— EXERCISE BRIEF —
Identify and pull out each line of the entries in which "RunCmdActionGet" occurs.

[Collected data entries]
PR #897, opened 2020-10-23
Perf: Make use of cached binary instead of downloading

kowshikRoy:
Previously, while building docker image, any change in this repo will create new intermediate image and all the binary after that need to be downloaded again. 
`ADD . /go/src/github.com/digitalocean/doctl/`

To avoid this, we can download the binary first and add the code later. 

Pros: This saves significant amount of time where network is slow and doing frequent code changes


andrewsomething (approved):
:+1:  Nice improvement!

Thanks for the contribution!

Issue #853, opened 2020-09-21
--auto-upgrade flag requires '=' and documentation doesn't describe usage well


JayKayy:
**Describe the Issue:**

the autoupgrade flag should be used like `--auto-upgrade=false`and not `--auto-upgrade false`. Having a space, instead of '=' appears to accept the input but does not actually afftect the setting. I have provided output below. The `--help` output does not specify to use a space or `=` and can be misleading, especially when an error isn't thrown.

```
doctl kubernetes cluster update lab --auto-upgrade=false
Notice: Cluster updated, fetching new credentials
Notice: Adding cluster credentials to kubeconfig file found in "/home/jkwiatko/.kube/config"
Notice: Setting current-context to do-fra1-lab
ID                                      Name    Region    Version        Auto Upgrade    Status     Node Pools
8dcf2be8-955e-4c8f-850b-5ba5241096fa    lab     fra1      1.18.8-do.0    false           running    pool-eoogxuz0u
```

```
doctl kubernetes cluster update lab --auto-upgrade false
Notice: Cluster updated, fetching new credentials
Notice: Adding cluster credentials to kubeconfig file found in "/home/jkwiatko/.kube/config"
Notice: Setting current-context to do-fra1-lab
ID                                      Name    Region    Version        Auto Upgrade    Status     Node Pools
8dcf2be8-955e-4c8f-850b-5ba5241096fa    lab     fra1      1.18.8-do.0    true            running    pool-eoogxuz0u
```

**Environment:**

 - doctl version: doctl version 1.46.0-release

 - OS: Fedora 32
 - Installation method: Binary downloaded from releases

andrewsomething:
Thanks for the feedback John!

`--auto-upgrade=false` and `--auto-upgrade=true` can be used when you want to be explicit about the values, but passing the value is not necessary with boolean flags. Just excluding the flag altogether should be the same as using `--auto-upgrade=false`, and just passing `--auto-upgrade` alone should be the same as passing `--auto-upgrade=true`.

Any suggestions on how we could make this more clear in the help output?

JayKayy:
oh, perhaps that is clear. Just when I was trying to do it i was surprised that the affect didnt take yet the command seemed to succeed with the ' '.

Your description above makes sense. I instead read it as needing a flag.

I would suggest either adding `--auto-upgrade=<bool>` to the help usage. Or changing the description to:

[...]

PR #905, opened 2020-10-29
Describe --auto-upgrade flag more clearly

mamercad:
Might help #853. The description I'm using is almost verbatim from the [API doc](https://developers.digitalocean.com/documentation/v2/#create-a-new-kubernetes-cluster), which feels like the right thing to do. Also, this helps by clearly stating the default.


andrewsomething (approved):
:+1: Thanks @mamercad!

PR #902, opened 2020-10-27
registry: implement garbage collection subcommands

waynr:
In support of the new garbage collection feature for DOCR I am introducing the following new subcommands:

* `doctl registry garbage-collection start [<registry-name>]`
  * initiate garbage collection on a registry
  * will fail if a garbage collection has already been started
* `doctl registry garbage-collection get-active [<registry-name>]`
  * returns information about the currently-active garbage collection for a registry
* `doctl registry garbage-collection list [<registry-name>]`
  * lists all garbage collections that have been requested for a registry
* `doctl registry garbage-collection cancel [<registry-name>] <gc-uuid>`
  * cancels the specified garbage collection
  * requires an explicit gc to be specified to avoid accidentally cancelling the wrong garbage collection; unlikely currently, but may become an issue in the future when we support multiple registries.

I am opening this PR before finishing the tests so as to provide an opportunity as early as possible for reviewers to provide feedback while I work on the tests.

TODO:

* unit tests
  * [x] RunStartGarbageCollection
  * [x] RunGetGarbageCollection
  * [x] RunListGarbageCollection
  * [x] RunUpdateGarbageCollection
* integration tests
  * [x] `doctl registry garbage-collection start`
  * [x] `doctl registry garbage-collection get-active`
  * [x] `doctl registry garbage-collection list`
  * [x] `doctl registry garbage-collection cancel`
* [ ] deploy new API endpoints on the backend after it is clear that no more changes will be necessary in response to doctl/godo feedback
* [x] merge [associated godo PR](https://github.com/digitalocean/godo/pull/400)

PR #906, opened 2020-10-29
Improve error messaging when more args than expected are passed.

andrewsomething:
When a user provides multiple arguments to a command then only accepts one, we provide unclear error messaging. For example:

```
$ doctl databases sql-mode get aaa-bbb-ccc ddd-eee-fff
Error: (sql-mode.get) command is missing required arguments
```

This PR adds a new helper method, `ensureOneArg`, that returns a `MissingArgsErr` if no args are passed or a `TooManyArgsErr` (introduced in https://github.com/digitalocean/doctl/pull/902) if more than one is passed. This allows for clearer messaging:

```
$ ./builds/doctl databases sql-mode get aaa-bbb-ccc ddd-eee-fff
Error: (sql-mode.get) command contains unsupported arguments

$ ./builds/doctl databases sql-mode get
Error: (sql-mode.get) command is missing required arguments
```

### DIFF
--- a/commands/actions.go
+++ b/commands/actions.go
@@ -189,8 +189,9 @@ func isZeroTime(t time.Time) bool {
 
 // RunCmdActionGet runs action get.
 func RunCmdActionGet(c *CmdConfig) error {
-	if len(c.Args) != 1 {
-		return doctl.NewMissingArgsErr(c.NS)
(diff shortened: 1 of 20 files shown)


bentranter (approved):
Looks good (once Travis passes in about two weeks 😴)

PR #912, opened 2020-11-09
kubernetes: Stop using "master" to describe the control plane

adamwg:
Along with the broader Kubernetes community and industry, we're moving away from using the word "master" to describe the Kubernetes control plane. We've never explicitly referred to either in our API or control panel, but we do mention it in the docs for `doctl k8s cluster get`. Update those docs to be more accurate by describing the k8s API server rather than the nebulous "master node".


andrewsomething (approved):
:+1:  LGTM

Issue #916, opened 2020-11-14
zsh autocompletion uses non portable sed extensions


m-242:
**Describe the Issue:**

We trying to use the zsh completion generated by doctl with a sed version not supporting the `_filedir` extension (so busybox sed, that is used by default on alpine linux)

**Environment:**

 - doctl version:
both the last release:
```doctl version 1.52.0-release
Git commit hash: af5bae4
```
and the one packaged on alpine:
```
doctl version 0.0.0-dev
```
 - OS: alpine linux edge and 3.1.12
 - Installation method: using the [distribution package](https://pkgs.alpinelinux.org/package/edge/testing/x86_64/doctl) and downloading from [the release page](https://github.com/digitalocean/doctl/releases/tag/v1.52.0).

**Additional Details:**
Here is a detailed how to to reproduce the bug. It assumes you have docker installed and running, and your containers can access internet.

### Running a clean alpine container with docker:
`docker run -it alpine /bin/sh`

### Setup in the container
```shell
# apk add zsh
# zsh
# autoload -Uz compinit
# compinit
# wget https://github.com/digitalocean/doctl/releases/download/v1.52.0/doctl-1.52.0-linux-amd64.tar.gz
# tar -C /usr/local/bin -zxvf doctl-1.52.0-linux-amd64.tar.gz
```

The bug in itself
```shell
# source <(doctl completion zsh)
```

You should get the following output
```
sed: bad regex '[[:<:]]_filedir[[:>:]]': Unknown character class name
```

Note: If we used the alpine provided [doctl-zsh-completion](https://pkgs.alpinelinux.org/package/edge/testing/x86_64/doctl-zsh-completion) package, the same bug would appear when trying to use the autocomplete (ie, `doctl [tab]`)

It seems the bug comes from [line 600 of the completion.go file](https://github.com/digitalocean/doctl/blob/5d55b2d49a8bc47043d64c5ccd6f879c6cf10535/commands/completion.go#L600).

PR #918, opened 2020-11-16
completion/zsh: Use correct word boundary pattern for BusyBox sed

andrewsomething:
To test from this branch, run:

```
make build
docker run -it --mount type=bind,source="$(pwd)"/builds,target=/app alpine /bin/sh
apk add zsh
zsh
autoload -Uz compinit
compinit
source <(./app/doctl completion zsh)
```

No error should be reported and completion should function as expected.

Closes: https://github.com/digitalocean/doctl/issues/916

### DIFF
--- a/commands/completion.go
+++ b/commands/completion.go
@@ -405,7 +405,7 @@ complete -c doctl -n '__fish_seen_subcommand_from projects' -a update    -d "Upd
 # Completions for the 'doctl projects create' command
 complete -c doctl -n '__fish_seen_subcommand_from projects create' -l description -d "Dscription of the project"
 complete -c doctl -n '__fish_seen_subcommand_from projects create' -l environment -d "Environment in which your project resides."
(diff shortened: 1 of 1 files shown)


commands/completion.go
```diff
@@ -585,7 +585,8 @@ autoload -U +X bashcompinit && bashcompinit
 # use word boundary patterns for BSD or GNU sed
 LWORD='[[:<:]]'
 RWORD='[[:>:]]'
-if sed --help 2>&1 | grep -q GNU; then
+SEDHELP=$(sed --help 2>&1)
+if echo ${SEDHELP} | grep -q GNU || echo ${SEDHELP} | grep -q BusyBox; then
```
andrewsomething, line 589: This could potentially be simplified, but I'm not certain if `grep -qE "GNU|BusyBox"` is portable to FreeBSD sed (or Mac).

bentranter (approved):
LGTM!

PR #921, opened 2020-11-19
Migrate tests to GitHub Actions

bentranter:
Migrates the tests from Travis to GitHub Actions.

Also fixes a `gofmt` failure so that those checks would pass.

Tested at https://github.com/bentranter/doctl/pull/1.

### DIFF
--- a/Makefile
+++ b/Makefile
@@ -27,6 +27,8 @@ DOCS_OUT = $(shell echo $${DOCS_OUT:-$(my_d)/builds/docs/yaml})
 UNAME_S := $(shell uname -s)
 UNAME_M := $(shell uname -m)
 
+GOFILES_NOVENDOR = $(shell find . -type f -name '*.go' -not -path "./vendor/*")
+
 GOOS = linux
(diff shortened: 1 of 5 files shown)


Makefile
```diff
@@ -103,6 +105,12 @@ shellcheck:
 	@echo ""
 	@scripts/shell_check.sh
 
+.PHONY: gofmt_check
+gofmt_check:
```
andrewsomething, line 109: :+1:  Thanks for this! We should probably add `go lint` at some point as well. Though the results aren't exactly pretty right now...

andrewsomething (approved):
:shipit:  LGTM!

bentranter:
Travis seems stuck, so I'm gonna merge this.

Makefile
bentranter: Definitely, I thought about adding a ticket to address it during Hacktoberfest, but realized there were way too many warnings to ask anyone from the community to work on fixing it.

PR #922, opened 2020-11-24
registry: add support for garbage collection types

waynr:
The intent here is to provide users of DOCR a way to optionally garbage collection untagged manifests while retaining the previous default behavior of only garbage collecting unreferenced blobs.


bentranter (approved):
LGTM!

* * *

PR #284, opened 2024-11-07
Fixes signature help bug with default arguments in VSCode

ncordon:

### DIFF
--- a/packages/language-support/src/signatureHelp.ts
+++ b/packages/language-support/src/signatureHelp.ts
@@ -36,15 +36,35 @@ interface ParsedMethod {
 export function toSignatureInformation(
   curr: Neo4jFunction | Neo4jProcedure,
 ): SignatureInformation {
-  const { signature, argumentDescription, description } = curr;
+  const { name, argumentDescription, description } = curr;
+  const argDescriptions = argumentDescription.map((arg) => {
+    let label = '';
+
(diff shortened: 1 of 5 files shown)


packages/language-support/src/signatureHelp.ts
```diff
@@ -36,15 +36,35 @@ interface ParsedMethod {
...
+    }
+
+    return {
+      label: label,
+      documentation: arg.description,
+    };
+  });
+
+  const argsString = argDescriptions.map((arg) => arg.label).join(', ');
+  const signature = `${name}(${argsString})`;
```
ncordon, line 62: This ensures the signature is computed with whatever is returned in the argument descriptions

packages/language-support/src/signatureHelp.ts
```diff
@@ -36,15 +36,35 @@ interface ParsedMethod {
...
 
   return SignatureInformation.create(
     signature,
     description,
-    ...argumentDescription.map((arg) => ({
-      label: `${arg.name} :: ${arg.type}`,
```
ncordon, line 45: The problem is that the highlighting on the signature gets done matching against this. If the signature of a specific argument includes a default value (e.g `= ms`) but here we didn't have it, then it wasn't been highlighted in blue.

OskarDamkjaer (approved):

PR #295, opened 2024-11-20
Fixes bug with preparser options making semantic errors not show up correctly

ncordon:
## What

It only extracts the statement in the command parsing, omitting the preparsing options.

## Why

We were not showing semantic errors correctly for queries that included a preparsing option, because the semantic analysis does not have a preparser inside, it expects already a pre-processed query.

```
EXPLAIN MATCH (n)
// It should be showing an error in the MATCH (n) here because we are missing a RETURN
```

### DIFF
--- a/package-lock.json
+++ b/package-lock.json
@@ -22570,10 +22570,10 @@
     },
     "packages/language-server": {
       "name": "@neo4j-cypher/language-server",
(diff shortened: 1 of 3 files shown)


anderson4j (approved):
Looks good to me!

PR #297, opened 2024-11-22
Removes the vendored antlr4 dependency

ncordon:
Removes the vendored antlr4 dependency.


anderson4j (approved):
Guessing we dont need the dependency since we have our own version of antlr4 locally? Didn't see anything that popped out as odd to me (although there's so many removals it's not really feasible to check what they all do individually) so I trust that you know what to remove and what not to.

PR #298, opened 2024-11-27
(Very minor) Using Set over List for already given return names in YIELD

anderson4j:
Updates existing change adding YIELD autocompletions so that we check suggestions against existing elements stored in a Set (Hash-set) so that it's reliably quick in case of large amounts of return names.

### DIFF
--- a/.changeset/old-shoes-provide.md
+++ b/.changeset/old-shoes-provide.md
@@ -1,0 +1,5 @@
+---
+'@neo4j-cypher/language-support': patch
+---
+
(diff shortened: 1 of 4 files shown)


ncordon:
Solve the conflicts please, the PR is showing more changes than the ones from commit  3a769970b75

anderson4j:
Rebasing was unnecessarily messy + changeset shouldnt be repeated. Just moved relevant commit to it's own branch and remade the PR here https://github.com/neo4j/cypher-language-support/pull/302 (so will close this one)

— SOLUTION BELOW —
 // RunCmdActionGet runs action get.
 func RunCmdActionGet(c *CmdConfig) error {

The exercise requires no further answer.